Seung Il Cho received his BS (1992), MS (1994), and PhD (2001) degrees in chemistry at Seoul National University. He worked as a visiting scholar in Brigham and Women's Hospital, affiliate of Harvard Medical School (1998–1999). He has been a postdoctoral research associate in the School of Electrical Engineering and Computer Science at Seoul National University (2002–2003). He is currently a postdoctoral research associate in the Department of Chemistry at University of Maryland. His current research interests include electrochemistry, chromatography, and nanotechnology.
Kook-Nyung Lee is postdoctoral researcher at Nano Bioelectronics and Systems Research Center in Seoul National University. He received his BS, MS and PhD degrees at the School of Electrical Engineering and Computer Science of Seoul National University in 1998, 2000 and 2003, respectively. Since 1998, he has been working on the design and fabrication of micro-optical devices for biochip application. He is currently studying on the modeling, design, fabrication and testing of optical MEMS devices, especially for the miniaturizaton of fluorescence detection system for biochip.

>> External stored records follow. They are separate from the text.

PR #2047, opened 2024-05-16
Make the max jsonpath depth 16 to match other values in the code

revans2:
I will do some more testing, but my initial benchmarks didn't show any regression in performance by making this change.

### DIFF
--- a/src/main/cpp/src/get_json_object.cu
+++ b/src/main/cpp/src/get_json_object.cu
@@ -387,7 +387,7 @@ __device__ bool evaluate_path(json_parser& p,
   // There is a same constant in JSONUtil.java, keep them consistent when changing
   // Note: Spark-Rapids should guarantee the path depth is less or equal to this limit,
   // or GPU reports cudaErrorIllegalAddress
-  constexpr int max_path_depth = 8;
+  constexpr int max_path_depth = 16;
 
   // define stack; plus 1 indicates root context task needs an extra memory
   context stack[max_path_depth + 1];


revans2:
build

revans2:
I ran the get_json_object benchmarks.  There is a small performance regression . It appears to be up to 2.63%. I think that is an acceptable price to pay so that a customer can actually execute the queries that they have, but I am open to discussions.  Either way the JAVA and native values for this were out of sync with each other and at least one of them needs to be updated.

```
['./16.json', './8.json']
# get_json_object

## [0] NVIDIA RTX A6000

|  size_bytes  |  max_depth  |   Ref Time |   Ref Noise |   Cmp Time |   Cmp Noise |         Diff |   %Diff |  Status  |
|--------------|-------------|------------|-------------|------------|-------------|--------------|---------|----------|
|   1000000    |      2      |   3.928 ms |       0.82% |   3.915 ms |       1.30% |   -13.203 us |  -0.34% |   PASS   |
|   10000000   |      2      |   4.372 ms |       2.33% |   4.341 ms |       2.57% |   -30.243 us |  -0.69% |   PASS   |
|  100000000   |      2      |  18.506 ms |       0.42% |  18.361 ms |       0.48% |  -145.114 us |  -0.78% |   FAIL   |
|  1000000000  |      2      | 154.152 ms |       0.40% | 151.985 ms |       0.15% | -2166.727 us |  -1.41% |   FAIL   |
|   1000000    |      4      |   3.982 ms |       0.18% |   3.928 ms |       0.17% |   -54.017 us |  -1.36% |   FAIL   |
|   10000000   |      4      |   4.421 ms |       1.30% |   4.389 ms |       1.66% |   -31.769 us |  -0.72% |   PASS   |
|  100000000   |      4      |  18.038 ms |       0.24% |  17.641 ms |       0.50% |  -396.275 us |  -2.20% |   FAIL   |
|  1000000000  |      4      | 152.524 ms |       0.10% | 149.448 ms |       0.20% | -3076.387 us |  -2.02% |   FAIL   |
|   1000000    |      6      |   4.027 ms |       0.13% |   4.002 ms |       0.17% |   -25.417 us |  -0.63% |   FAIL   |
|   10000000   |      6      |   4.464 ms |       5.87% |   4.442 ms |       0.42% |   -22.206 us |  -0.50% |   FAIL   |
|  100000000   |      6      |  18.192 ms |       0.42% |  17.713 ms |       0.36% |  -478.902 us |  -2.63% |   FAIL   |
|  1000000000  |      6      | 153.036 ms |       0.21% | 150.535 ms |       0.17% | -2500.682 us |  -1.63% |   FAIL   |
|   1000000    |      8      |   4.059 ms |       0.15% |   4.006 ms |       0.23% |   -53.456 us |  -1.32% |   FAIL   |
|   10000000   |      8      |   4.495 ms |       0.32% |   4.472 ms |       1.67% |   -23.268 us |  -0.52% |   FAIL   |
|  100000000   |      8      |  18.409 ms |       0.50% |  18.018 ms |       0.56% |  -391.007 us |  -2.12% |   FAIL   |
|  1000000000  |      8      | 154.194 ms |       0.19% | 152.705 ms |       0.20% | -1488.704 us |  -0.97% |   FAIL   |

# Summary

- Total Matches: 16
  - Pass    (diff <= min_noise): 3
  - Unknown (infinite noise):    0
  - Failure (diff > min_noise):  13
```

revans2:
I am converting this to draft because it looks like I don't understand the mapping between the two values very well, and we probably need to update the docs to make it all clear.

res-life:
After this [change](https://github.com/NVIDIA/spark-rapids-jni/pull/1987), Spark-Rapids uses length: 
```
MAX_PATH_DEPTH = 16;
```

JNI uses depth 8.

Because JNI reduces path items by dividing 2.
e.g.:  $.key has 2 path items: KEY, NAMED, [change](https://github.com/NVIDIA/spark-rapids-jni/pull/1987) removed the KEY path.

(KEY NAMED) always occurs with pair.
And (SUBSRIPT INDEX) always occurs with pair.

So [change](https://github.com/NVIDIA/spark-rapids-jni/pull/1987) removed the KEY and SUBSRIPT before do actual `get-json-object`

Should also modify `JSONUtils.MAX_PATH_DEPTH`,  this is used by Spark-Rapids jar.

e.g.:

Update `get_json_object.cu`
```
constexpr int max_path_depth = 12;
```
Update `JSONUtils`
```
public static final int MAX_PATH_DEPTH = 24;
```

res-life:
Legacy cuDF counts continuous NAMEDs as 1 level, new version counts continuous NAMEDs as multiple levels.
So cuDF supports `$.k1.k2.k3.k4.k5.k6.k7.k8.k9.k10`, but new version will fail.
Because new version needs to validate JSON while doing main flow, it's hard to combine the multiple NAMED handling.

For example:
JSON is
```
[
    {
        "k1": {
            "k2": "v2",
            "k_other": "xx"
        },
        "k_other": "xx"
    }, 

    {
        "k1": {
            "k2": "v2",
            "k_other": "xx"
        },
        "k_other": "xx"
    }
]
```
Query is $[*].k1.k2
Now new version logic is:
Push 1st element (let's note array[0] ) in the array into stack to handle
Push .k1 into Stack
Push .k2 into Stack
Execute .k2, writes JSON generator; skip/validate the keys after 'k2' (here it's k_other)
Pop .k2
Execute .k1; skip/validate the keys after 'k1' (here it's k_other)
Pop .k1
Pop array[0]
Push 2nd element (let's note array[1]) in the array into stack to handle
// the following are similar
Push .k1 into Stack
Push .k2 into Stack
Execute .k2, writes JSON generator; skip/validate the keys after 'k2' (here it's k_other)
Pop .k2
Execute .k1; skip/validate the keys after 'k1' (here it's k_other)
Pop .k1
Pop array[1]

revans2:
Thanks for the info @res-life I figured that out/remembered it after reading through the old PR again. It was really confusing from an end user standpoint so I put up another PR in the plugin, that along with this one should make it more consistent.

This PR now depends on https://github.com/NVIDIA/spark-rapids/pull/10833 to go in first, or it will break the plugin build.

revans2:
The info from nvcc for the spill/etc for a max depth of 8 is.

```
[INFO]      [exec]     976 bytes stack frame, 0 bytes spill stores, 0 bytes spill loads
[INFO]      [exec] ptxas info    : Used 86 registers, 128 bytes smem, 504 bytes cmem[0], 10336 bytes cmem[2]
```

For 16 it is.

```
[INFO]      [exec]     1744 bytes stack frame, 0 bytes spill stores, 0 bytes spill loads
[INFO]      [exec] ptxas info    : Used 86 registers, 128 bytes smem, 504 bytes cmem[0], 10336 bytes cmem[2]
```

So it increases the stack frame size by 768 bytes. But it didn't change the amount of spill or other memory used, so it didn't technically change the occupancy of the kernel at all, which is probably why there is no performance difference.

revans2:
I did some more profiling and neither the theoretical nor the actual occupancy changed at all with this change in the current form of the kernel. This is because even though the stack frame size changes a lot. The actual physical memory assigned to it didn't change at all.

revans2:
build

jlowe (approved):

res-life (approved):
LGTM

res-life:
Tested Baidu/Bytedance benchmark data, did not show perf regression compared to `max_depth = 8`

Yong-Kweon Kim received his BS and MS degrees in electrical engineering from Seoul National University in 1983 and 1985, respectively, and Dr. Eng. degree from the University of Tokyo in 1990. His doctoral dissertation was on modeling, design, fabrication and testing of micro-linear actuators in magnetic levitation using high critical temperature superconductors. In 1990, he joined the Central Research Laboratory of Hitachi Ltd. in Tokyo as a researcher and worked on actuators of hard disk drives. In 1992, he joined Seoul National University, where he is currently a Professor in the School of Electrical Engineering. His current research interests are modeling, design, fabrication and testing of electric machines, especially micro-electro-mechanical systems, micro-sensors and actuators.